Your instructions>
Give back every entry, copied exactly.

Stored data
********

PR #243, opened 2022-10-24
Update examples to use mergedConfiguration so image labels work

Chuxel:
Takes advantage of the new mergedConfiguration section in config output to simplify the script and pick up image label info.

Also made a minor tweak to properly return the right exit code from the CI example.

### DIFF
--- a/example-usage/ci-app-build-script/build-application.sh
+++ b/example-usage/ci-app-build-script/build-application.sh
@@ -2,7 +2,6 @@
 set -e
 cd "$(dirname $0)"
 
-
 build_date="$(date +%s)"
 
 # Create a label for use during cleanup since the devcontainer CLI does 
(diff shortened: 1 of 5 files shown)


Chuxel:
The CI failure reported here does not seem to be related to this change.

bamurtaugh (commented):
Thanks for making these changes!

It's been a bit since I've run the examples, so perhaps you can help me refresh my memory on what/how I should be checking. Here's what I tried:

- Open devcontainers/cli on the example-tweaks branch locally
- `yarn` and `yarn compile` to ensure CLI is working properly
- Type `example-usage/tool-vscode-server/start.sh` in integrated terminal
- When I visit http://localhost:8000/, it can't be reached

Chuxel:
> * example-usage/tool-vscode-server/start.sh

I use the deployed version of the CLI for testing.

```
npm install -g @devcontainers/cli
```

Possible there is a bug with local install - or it's finding an out-of-date version of the CLI.  Does that work?  If not, are there any errors?

bamurtaugh (approved):
Thanks for the guidance, got it working now and LGTM!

********

Solution to this problem>
PR #243, opened 2022-10-24
Update examples to use mergedConfiguration so image labels work

Chuxel:
Takes advantage of the new mergedConfiguration section in config output to simplify the script and pick up image label info.

Also made a minor tweak to properly return the right exit code from the CI example.

### DIFF
--- a/example-usage/ci-app-build-script/build-application.sh
+++ b/example-usage/ci-app-build-script/build-application.sh
@@ -2,7 +2,6 @@
 set -e
 cd "$(dirname $0)"
 
-
 build_date="$(date +%s)"
 
 # Create a label for use during cleanup since the devcontainer CLI does 
(diff shortened: 1 of 5 files shown)


Chuxel:
The CI failure reported here does not seem to be related to this change.

bamurtaugh (commented):
Thanks for making these changes!

It's been a bit since I've run the examples, so perhaps you can help me refresh my memory on what/how I should be checking. Here's what I tried:

- Open devcontainers/cli on the example-tweaks branch locally
- `yarn` and `yarn compile` to ensure CLI is working properly
- Type `example-usage/tool-vscode-server/start.sh` in integrated terminal
- When I visit http://localhost:8000/, it can't be reached

Chuxel:
> * example-usage/tool-vscode-server/start.sh

I use the deployed version of the CLI for testing.

```
npm install -g @devcontainers/cli
```

Possible there is a bug with local install - or it's finding an out-of-date version of the CLI.  Does that work?  If not, are there any errors?

bamurtaugh (approved):
Thanks for the guidance, got it working now and LGTM!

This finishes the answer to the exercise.